PR #2382, opened 2019-05-30
More upset changes - add colored squares to axis, and change title/axis label

adamabeshouse:
image

### DIFF
--- a/src/pages/groupComparison/GroupComparisonStore.ts
+++ b/src/pages/groupComparison/GroupComparisonStore.ts
@@ -812,7 +812,7 @@ export default class GroupComparisonStore {
         await:()=>[
             this._activeGroupsNotOverlapRemoved,
             this.sampleSet,
-            this.samples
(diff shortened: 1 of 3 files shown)


adamabeshouse:
looks like there is some bug here (note to self: https://beta.cbioportal.org/comparison?sessionId=5ce6fc2ce4b0ab41378740bb)

please ignore the bug and look at teh design

alisman:
@adamabeshouse @jjgao @schultzn.  i'm not sure this helps.  the name of the group is right there.  the little blue squares makes me think they are a part of the data visualization that I need to figure out how to interpret.   i think color is only important when user needs to so associate data points with a legend.

jjgao:
@alisman I think the colors can be helpful to set up a mental map for the user across tabs. Let's try to make it less like data, e.g. put it in front of the group name?

schultzn:
I agree, if we use them consistently, they could be very useful. Maybe explore that for v2?

PR #2388, opened 2019-05-31
remove survival charts from study view

dippindots:
Remove survival charts from study view
Fix # https://github.com/cBioPortal/cbioportal/issues/6128.

- a removed the survival charts

previously:
image

now:
image


alisman:
@zhx828 @jjgao does it make sense to completely remove all this code or just to configure the study view not to show survival plot?  just want to make sure

zhx828:
@alisman if the survival is not desired due to the group comparison I think removing all related code makes sense. The survival plot is really designed for particular data type. I would not expect to reuse the plot for other data at the moment.

jjgao:
@dippindots I think we should complete remove the code at certain point. I am just not sure if we have missed anything and if people will ask us to bring it back. For this PR, please make sure they won't show up and also no data for the survival charts will be requested. Please create another issue to do clearn up of the code.

dippindots:
Thanks @zhx828 @jjgao. I will just hide the survival plots and remove the data fetching for this pr, and create another pr to clean up the code. Do you think that's ok? @alisman

PR #2389, opened 2019-05-31
Bar chart title alignment

dippindots:
Bar chart title left alignment
Fix # https://github.com/cBioPortal/cbioportal/issues/6197.

image

### DIFF
--- a/src/pages/resultsView/enrichments/GeneBarPlot.tsx
+++ b/src/pages/resultsView/enrichments/GeneBarPlot.tsx
@@ -154,49 +154,49 @@ export default class GeneBarPlot extends React.Component<IGeneBarPlotProps, {}> 
 
     @computed get toolbar() {
         return (
-            <div>
-                <div style={{ zIndex: 10, position: "absolute", top: "10px", left: "10px" }}>
-                    <div className={styles.ChartControls}>
+            <React.Fragment>
+                <div style={{ zIndex: 10, position: "absolute", top: "10px", left: "90px" }}>
                         <strong>{ this._label || this.defaultOption.label}</strong>
-                        <DefaultTooltip
-                            trigger={['click']}
-                            destroyTooltipOnHide={false}
-                            visible={this.isGeneSelectionPopupVisible}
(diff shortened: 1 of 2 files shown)


src/pages/resultsView/enrichments/GeneBarPlot.tsx
```diff
@@ -154,37 +154,41 @@ export default class GeneBarPlot extends React.Component<IGeneBarPlotProps, {}>
...
+                        >
+                            <div>
+                                <button className="btn btn-default btn-xs">
+                                    Select genes
+                                </button>
+                            </div>
+                        </DefaultTooltip>
+                    </div>
+                </div>
+                <div style={{ zIndex: 10, position: "absolute", top: "10px", right: "10px" }}>
```
dippindots: @alisman Only changed L158 and L191 to align them to left and right respectively.

src/pages/resultsView/enrichments/GeneBarPlot.tsx
```diff
@@ -154,37 +154,41 @@ export default class GeneBarPlot extends React.Component<IGeneBarPlotProps, {}>
...
-                        }
-                        placement="bottomLeft"
-                    >
-                        <div>
-                            <button className="btn btn-default btn-xs">
-                                Select genes
-                            </button>
-                        </div>
-                    </DefaultTooltip>
+            <div>
```
alisman: @adamabeshouse @dippindots this might be a good example where we could use react fragment!  <> instead of <div> since div is superfluous.  @dippindots try it out!

jjgao:
@dippindots I am wondering it's possible to assign it to the start of y-axis so that it's more like a plot title?

dippindots:
@jjgao like this?
image

Or you think this way is better?
image

alisman:
@dippindots need to update screenshots

https://38500-66571349-gh.circle-artifacts.com/0/imageCompare.html

dippindots:
@alisman Yes, will do when we finalized the design!

PR #2390, opened 2019-05-31
Add most enriched group for 3 or more groups enrichment analysis

kalletlak:
# What? Why?
Fix https://github.com/cBioPortal/cbioportal/issues/6203

Screen Shot 2019-05-31 at 4 23 23 PM


src/pages/resultsView/enrichments/EnrichmentsUtil.spec.tsx
```diff
@@ -457,13 +447,19 @@ describe("EnrichmentsUtil", () => {
         });
     });
 
+    /* 
+    export function getAlterationRowData(
```
adamabeshouse: delete comment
--------
→ Task prompt
Retype the material above from start to finish without any changes.

→ Output below
PR #2382, opened 2019-05-30
More upset changes - add colored squares to axis, and change title/axis label

adamabeshouse:
image

### DIFF
--- a/src/pages/groupComparison/GroupComparisonStore.ts
+++ b/src/pages/groupComparison/GroupComparisonStore.ts
@@ -812,7 +812,7 @@ export default class GroupComparisonStore {
         await:()=>[
             this._activeGroupsNotOverlapRemoved,
             this.sampleSet,
-            this.samples
(diff shortened: 1 of 3 files shown)


adamabeshouse:
looks like there is some bug here (note to self: https://beta.cbioportal.org/comparison?sessionId=5ce6fc2ce4b0ab41378740bb)

please ignore the bug and look at teh design

alisman:
@adamabeshouse @jjgao @schultzn.  i'm not sure this helps.  the name of the group is right there.  the little blue squares makes me think they are a part of the data visualization that I need to figure out how to interpret.   i think color is only important when user needs to so associate data points with a legend.

jjgao:
@alisman I think the colors can be helpful to set up a mental map for the user across tabs. Let's try to make it less like data, e.g. put it in front of the group name?

schultzn:
I agree, if we use them consistently, they could be very useful. Maybe explore that for v2?

PR #2388, opened 2019-05-31
remove survival charts from study view

dippindots:
Remove survival charts from study view
Fix # https://github.com/cBioPortal/cbioportal/issues/6128.

- a removed the survival charts

previously:
image

now:
image


alisman:
@zhx828 @jjgao does it make sense to completely remove all this code or just to configure the study view not to show survival plot?  just want to make sure

zhx828:
@alisman if the survival is not desired due to the group comparison I think removing all related code makes sense. The survival plot is really designed for particular data type. I would not expect to reuse the plot for other data at the moment.

jjgao:
@dippindots I think we should complete remove the code at certain point. I am just not sure if we have missed anything and if people will ask us to bring it back. For this PR, please make sure they won't show up and also no data for the survival charts will be requested. Please create another issue to do clearn up of the code.

dippindots:
Thanks @zhx828 @jjgao. I will just hide the survival plots and remove the data fetching for this pr, and create another pr to clean up the code. Do you think that's ok? @alisman

PR #2389, opened 2019-05-31
Bar chart title alignment

dippindots:
Bar chart title left alignment
Fix # https://github.com/cBioPortal/cbioportal/issues/6197.

image

### DIFF
--- a/src/pages/resultsView/enrichments/GeneBarPlot.tsx
+++ b/src/pages/resultsView/enrichments/GeneBarPlot.tsx
@@ -154,49 +154,49 @@ export default class GeneBarPlot extends React.Component<IGeneBarPlotProps, {}> 
 
     @computed get toolbar() {
         return (
-            <div>
-                <div style={{ zIndex: 10, position: "absolute", top: "10px", left: "10px" }}>
-                    <div className={styles.ChartControls}>
+            <React.Fragment>
+                <div style={{ zIndex: 10, position: "absolute", top: "10px", left: "90px" }}>
                         <strong>{ this._label || this.defaultOption.label}</strong>
-                        <DefaultTooltip
-                            trigger={['click']}
-                            destroyTooltipOnHide={false}
-                            visible={this.isGeneSelectionPopupVisible}
(diff shortened: 1 of 2 files shown)


src/pages/resultsView/enrichments/GeneBarPlot.tsx
```diff
@@ -154,37 +154,41 @@ export default class GeneBarPlot extends React.Component<IGeneBarPlotProps, {}>
...
+                        >
+                            <div>
+                                <button className="btn btn-default btn-xs">
+                                    Select genes
+                                </button>
+                            </div>
+                        </DefaultTooltip>
+                    </div>
+                </div>
+                <div style={{ zIndex: 10, position: "absolute", top: "10px", right: "10px" }}>
```
dippindots: @alisman Only changed L158 and L191 to align them to left and right respectively.

src/pages/resultsView/enrichments/GeneBarPlot.tsx
```diff
@@ -154,37 +154,41 @@ export default class GeneBarPlot extends React.Component<IGeneBarPlotProps, {}>
...
-                        }
-                        placement="bottomLeft"
-                    >
-                        <div>
-                            <button className="btn btn-default btn-xs">
-                                Select genes
-                            </button>
-                        </div>
-                    </DefaultTooltip>
+            <div>
```
alisman: @adamabeshouse @dippindots this might be a good example where we could use react fragment!  <> instead of <div> since div is superfluous.  @dippindots try it out!

jjgao:
@dippindots I am wondering it's possible to assign it to the start of y-axis so that it's more like a plot title?

dippindots:
@jjgao like this?
image

Or you think this way is better?
image

alisman:
@dippindots need to update screenshots

https://38500-66571349-gh.circle-artifacts.com/0/imageCompare.html

dippindots:
@alisman Yes, will do when we finalized the design!

PR #2390, opened 2019-05-31
Add most enriched group for 3 or more groups enrichment analysis

kalletlak:
# What? Why?
Fix https://github.com/cBioPortal/cbioportal/issues/6203

Screen Shot 2019-05-31 at 4 23 23 PM


src/pages/resultsView/enrichments/EnrichmentsUtil.spec.tsx
```diff
@@ -457,13 +447,19 @@ describe("EnrichmentsUtil", () => {
         });
     });
 
+    /* 
+    export function getAlterationRowData(
```
adamabeshouse: delete comment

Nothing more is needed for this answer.